For more than a decade, India has lolled about in smug optimism that its rise up the development ladder is predestined because the median age of its population is low and that we need only wait for the demographic dividend to kick in. But all such optimism should evaporate upon a reading of the State of Working India 2026 study by Azim Premji University, which was released on Tuesday, March 17.

The findings of the study indicate that the window of India’s demographic opportunity will begin to close in a mere four years as the share of working-age people in the overall population starts to decline. If policymakers do not wake up, we will have effectively squandered the advantage of having a large cohort in the 15–29 age group, about one-third of the working-age population.

The main conclusion of the study is that India invested heavily in the expansion of education but gave little attention to its graduates’ transition to employment. Only a small proportion of them (7% of male grads) are able to land a stable salaried job within a year of emerging from college.

No less than 1.1 crore youth out of 6.3 crore are jobless in India. Unemployment in the age groups 15–25 and 25-29 is at 40% and 20%, respectively. These levels have been consistently high since the 1980s, implying that policy has neglected the employment end of the spectrum while promoting education. Some 67% of unemployed youth today are graduates, a level that is twice what it used to be.

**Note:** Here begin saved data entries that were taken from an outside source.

PR #36, opened 2022-09-09
EVG-17524 Add ANSII encoded log line support

khelif96:
EVG-17524

### Description 
Support ansii encoded lines and linkify log lines.
Updated the storybook styles to have similar horizontal scroll behavior as the log panes.
### Screenshots
image


src/components/LogRow/AnsiiRow/AnsiiRow.test.tsx
```diff
@@ -78,6 +78,19 @@ describe("ansiiRow", () => {
       expect(history.location.search).toBe("");
     });
   });
+  it("lines should be linkified if they have a url", async () => {
```
minnakt, line 81: nit. I think you don't need `async`

src/components/LogRow/ResmokeRow/ResmokeRow.stories.tsx
```diff
@@ -46,7 +46,9 @@ SingleLine.decorators = [
 ];
 
 const MultipleLineTemplate: ComponentStory<ResmokeRowProps> = (args) => (
-  <>
+  <div
+    style={{ overflow: "scroll visible", position: "relative", height: 500 }}
+  >
     {logLines.map((_, index) => (
```
minnakt, line 52: For some reason, `wrap` is broken on this story

src/components/LogRow/AnsiiRow/index.tsx
```diff
@@ -11,9 +16,20 @@ const AnsiiRow = forwardRef<any, BaseRowProps>((rowProps, ref) => {
...
+  const memoizedLogLine = useMemo(() => {
+    if (!lineContent) return null;
+    const render = linkifyHtml(ansiUp.ansi_to_html(lineContent), {
+      validate: {
+        url: (value: string) => /^(http)s?:\/\//.test(value),
+      },
+    });
+    return parse(render);
+  }, [lineContent]);
+  if (!lineContent) return null;
```
minnakt, line 29: I have two related questions:
1. Does `getLine` need to be typed as returning `string | undefined`? Because if not, I think we wouldn't need to check if `lineContent` is undefined
2. If it does need to be typed that way, do we need the line `if (!lineContent) return null;` twice?

minnakt (changes requested):

src/components/LogRow/AnsiiRow/index.tsx
khelif96: 1. Yes because  in the chance we try to fetch a log line and we don't have its index we should return undefined. As a defensive tactic.
2. So `ansi_to_html` needs a value passed in so we need a guard to ensure we only pass in non null values. We also need a guard on line 29 to not return anything for a row if there isn't any content. That can probably change in the future. We can't move the guard up to after line 19 since that would break the rules of hooks. So it seemed the least hacky to just have 2 guards.

src/components/LogRow/AnsiiRow/index.tsx
```diff
@@ -11,13 +16,33 @@ const AnsiiRow = forwardRef<any, BaseRowProps>((rowProps, ref) => {
...
 });
 
+interface ProcessedAnsiiRowProps {
+  lineContent: string;
+}
+const ProcessedAnsiiRow: React.FC<ProcessedAnsiiRowProps> = ({
+  lineContent,
+}) => {
+  const memoizedLogLine = useMemo(() => {
+    if (!lineContent) return null;
```
minnakt, line 35: methinks you can delete this since it seems like it should be guaranteed to not be undefined

```suggestion

```

minnakt (approved):

PR #37, opened 2022-09-12
EVG-17535: Create CollapsedRow component

minnakt:
EVG-17535

### Description 
This PR creates the `CollapsedRow` component. You can view the component either in the stories or by uncommenting the line in `LogWindow/index.tsx` (for regular logs, not for uploaded logs). Also this PR is not actually that big, the snapshots just added a lot of lines.

### Note
I changed the design of this component slightly from the MVP because I felt like it didn't contain all the information a user would want compared to legacy Lobster.

### Screenshots
Screen Shot 2022-09-12 at 10 09 55 AM

### Testing 
- Added story to `AnsiiRow` and `ResmokeRow`
- Added `CollapsedRow.test.tsx`


src/components/LogRow/CollapsedRow/index.tsx
```diff
@@ -0,0 +1,51 @@
...
+
+const RowContainer = styled.div`
+  display: flex;
+  align-items: center;
+  overflow-y: hidden;
+
+  height: ${size.m} !important;
+  padding-left: ${size.s};
+  background-color: ${gray.light2};
+`;
```
khelif96, line 45: It looks like if there are more than a few rows this starts to break rendering. 
image

khelif96: I replicated this by implementing a rudimentary search functionality. 
Inside of LogWindow.tsx. i replaced `processedLogLines` with 
```
  const [search] = useQueryParam(QueryParams.Search, "");

  const processedLogLines = useMemo(() => {
    if (!search) {
      return [...Array(lineCount).keys()];
    }
    const regex = new RegExp(search, "i");
    const matchingSearches = [];
    for (let i = 0; i < lineCount; i++) {
      const line = getLine(i) || "";
      if (regex.test(line)) {
        matchingSearches.push(i);
      } else if (Array.isArray(matchingSearches[matchingSearches.length - 1])) {
        // @ts-expect-error
        matchingSearches[matchingSearches.length - 1].push(i);
      } else {
        matchingSearches.push([i]);
      }
    }
    return matchingSearches;
  }, [search, lineCount, getLine]);
  ```

**Review by khelif96 — CHANGES_REQUESTED** [review]

File: src/components/LogRow/AnsiiRow/index.tsx [hunk 2]
```diff
@@ -13,13 +14,19 @@ const AnsiiRow = forwardRef<any, BaseRowProps>((rowProps, ref) => {
...
+  }
+
+  const lineContent = getLine(line);
+  if (!lineContent) {
+    return null;
+  }
   return (
-    <BaseRow wrap={wrap} {...listRowProps} ref={ref}>
+    <BaseRow wrap={wrap} {...listRowProps} ref={ref} lineNumber={line}>
       <ProcessedAnsiiRow lineContent={lineContent} />
```
minnakt, line 30: Words cannot express how much this upsets me

src/components/LogRow/ResmokeRow/index.tsx
```diff
@@ -1,19 +1,20 @@
...
-  const lineIndex = Array.isArray(line) ? line[0] : line;
-  return (
-    <BaseRow ref={ref} wrap={wrap} {...listRowProps}>
-      <span data-cy="resmoke-row">{getLine(lineIndex)}</span>
+  return Array.isArray(line) ? (
+    <CollapsedRow ref={ref} {...listRowProps} numCollapsed={line.length} />
+  ) : (
+    <BaseRow ref={ref} wrap={wrap} {...listRowProps} lineNumber={line}>
+      <span data-cy="resmoke-row">{getLine(line)}</span>
     </BaseRow>
```
khelif96, line 18: image
I still see the weird styling for resmoke rows.

khelif96: I think it makes sense to align the lines so the buttons line up

src/components/LogRow/AnsiiRow/index.tsx
```diff
@@ -13,13 +14,19 @@ const AnsiiRow = forwardRef<any, BaseRowProps>((rowProps, ref) => {
...
   const line = processedLines[index];
-  // TODO: EVG-17535
-  // This should be replaced with a collapsible component
-  const lineIndex = Array.isArray(line) ? line[0] : line;
-  const lineContent = getLine(lineIndex);
-  if (!lineContent) return null;
+
+  if (Array.isArray(line)) {
+    return (
+      <CollapsedRow ref={ref} {...listRowProps} numCollapsed={line.length} />
```
khelif96, line 20: Same goes here
image

khelif96 (changes requested):

src/components/LogRow/AnsiiRow/index.tsx
khelif96: Its not an issue when `wrap=true` so that might have something to do with it. 
image

khelif96 (approved):

src/components/LogPane/index.tsx
```diff
@@ -23,7 +25,7 @@ const LogPane: React.FC<LogPaneProps> = ({
     cache.clearAll();
     listRef.current?.recomputeRowHeights();
     // eslint-disable-next-line react-hooks/exhaustive-deps
-  }, [wrap]);
+  }, [wrap, search]);
```
khelif96, line 28: Although this should technically be filters not search. cc @minnakt

khelif96: Can you ensure we update this in your follow up pr.

PR #39, opened 2022-09-13
EVG-17539 Resmoke line processing

khelif96:
EVG-17539

### Description 
Introduces Resmoke Line processing of log lines as they are ingested. 
Opting to use regex to parse the log lines and the subsequent json instead of JSON.parse(). From what i can tell it's slightly more performant. Also avoids some data corruption caused by transforming the log lines into native js primitives since some mongodb bson types are incompatible with javascript. See https://jira.mongodb.org/browse/EVG-14065

Would love a spot check by any reviewers comparing to legacy lobster.
### Screenshots

https://user-images.githubusercontent.com/4605522/190646006-0dc48a01-e9d1-401b-9699-fc97f86387c3.mov

### Testing 
Wrote unit tests that compare my log file output with those of legacy lobster


src/context/LogContext/LogContext.test.tsx
```diff
@@ -16,11 +17,30 @@ describe("useLogContext", () => {
...
+        [
+          `[j0:s0:n1] {"t":{"$date":"2022-09-13T16:57:46.852+00:00"},"s":"D2", "c":"REPL_HB",  "id":4615670, "ctx":"ReplCoord-1","msg":"Sending heartbeat","attr":{"requestId":3705,"target":"localhost:20003","heartbeatObj":{"replSetHeartbeat":"shard-rs0","configVersion":5,"configTerm":3,"hbv":1,"from":"localhost:20004","fromId":1,"term":3,"primaryId":1}}}`,
+          `[j0:s0] {"t":{"$date":"2022-09-13T16:57:46.855+00:00"},"s":"I",  "c":"-",        "id":20883,   "ctx":"conn188","msg":"Interrupted operation as its client disconnected","attr":{"opId":6047}}`,
+        ],
+        LogTypes.RESMOKE_LOGS
+      );
+    });
+    expect(result.current.logLines).toStrictEqual([
+      `[j0:s0:n1] | 2022-09-13T16:57:46.852+00:00 D2 REPL_HB  4615670 [ReplCoord-1] "Sending heartbeat","attr":{"requestId":3705,"target":"localhost:20003","heartbeatObj":{"replSetHeartbeat":"shard-rs0","configVersion":5,"configTerm":3,"hbv":1,"from":"localhost:20004","fromId":1,"term":3,"primaryId":1}}`,
+      `[j0:s0] | 2022-09-13T16:57:46.855+00:00 I  -        20883   [conn188] "Interrupted operation as its client disconnected","attr":{"opId":6047}`,
```
minnakt, line 41: I wonder if there is a way we can test this without the exact string whitespaces... Maybe we can trim and compare? it makes me kind of sad that we'd need to update many places if we ever decide to change the `padEnd` values 😭

src/utils/resmoke/index.ts
```diff
@@ -0,0 +1,44 @@
...
+  const attr = getAttributes(json);
+
+  const output = `${resmokeFunction} ${port ?? ""}| ${timeStamp ?? ""} ${
+    shellPrefix ?? ""
+  } ${configSrv ?? ""} ${id ?? ""} [${ctx ?? ""}] "${msg ?? ""}"${
+    attr ? `,${attr}` : ""
+  }`;
+  return output;
+};
+
```
minnakt, line 43: Do we need to extract whatever these `truncated` and `size` values are, or do they seem like deprecated stuff?

https://github.com/evergreen-ci/lobster/blob/9039b4a104689afc5c86d46fd869397f8deea239/src/selectors/lines/transforms.js#L26-L29

minnakt (changes requested):

src/utils/resmoke/index.ts
```diff
@@ -0,0 +1,44 @@
...
+  const json = getJSONString(line);
+  const port = getPort(line);
+  if (!json) {
+    return line;
+  }
+
+  const timeStamp = getTimeStamp(json);
+  const shellPrefix = getShellPrefix(json)?.padEnd(2, " ");
+  const configSrv = getConfigServer(json)?.padEnd(8, " ");
+  const id = getId(json)?.padEnd(7, " ");
```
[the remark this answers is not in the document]
khelif96: 🤷 now it is

src/context/LogContext/LogContext.test.tsx
khelif96: I think the whitespaces are part of the log. I know server has some regexp that they use to find errors so i fear changing the tests would break things.

src/utils/resmoke/index.ts
khelif96: I couldn't actually find any logs with these fields so i'm assuming its possibly something legacy? I think it might be ok to ignore them for now and if we realize we need them it should be easy to add them back. It's difficult to craft a regex for them if i don't have a reference.

minnakt (approved):

src/utils/resmoke/helpers.ts
```diff
@@ -0,0 +1,165 @@
...
+ * @example "c":"REPL"
+ */
+const configSrvRegex = /"c":"([a-zA-Z-_]+)"/;
+/** `getConfigServer` returns the config server associated with a resmoke function this is found in the resmoke json  */
+const getConfigServer = (line: string) => {
+  const configSrv = line.match(configSrvRegex)?.[1];
+  return configSrv;
+};
+
+// regex that matches  "c":"NETWORK" or "c":"STORAGE" or "c":"COMMAND" or "c":"REPL" and nothing else
```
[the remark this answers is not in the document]
khelif96: oops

Another finding that points to policymaking in deep slumber is the disproportionate employment growth in agriculture compared to industry and services, exactly at a time when youth are hoping to transition from farm to non-farm work by way of education. Of the 83 million jobs added between 2021–22 and 2023–24, 40 million were in agriculture. This is a symptom of distress. Youngsters are falling back on agriculture because non-farm jobs are hard to get. So, agriculture still employs 42–45% of India’s workforce, indicating that industry and services have not had commensurate job growth while their share in the country’s GDP has increased.

The demographic alarm sounded by the State of Working India study has special significance for the South, where educational levels are high and industrial growth has been substantial but not enough to absorb graduate numbers in good measure. The South has a higher share of regular salaried work than North India, but graduate unemployment ranges from 9-12% in Karnataka to 20–27% in Kerala. The latter is a typical case of high investment in education and low graduate employment. Tamil Nadu is located at the midpoint in the scale with graduate unemployment of 16–18% despite a strong manufacturing base.

The education-jobs mismatch is more urgent in the South because the southern states are ageing faster than the national average. Therefore, the window to leverage the demographic dividend will close sooner, and young people in the South risk growing in age without adequate income growth.

The clear inference from the study is that India has invested heavily in education in a broad sense, but not adequately in its vocational aspect. And by squandering the demographic dividend, we show a talent for turning an opportunity into a crisis.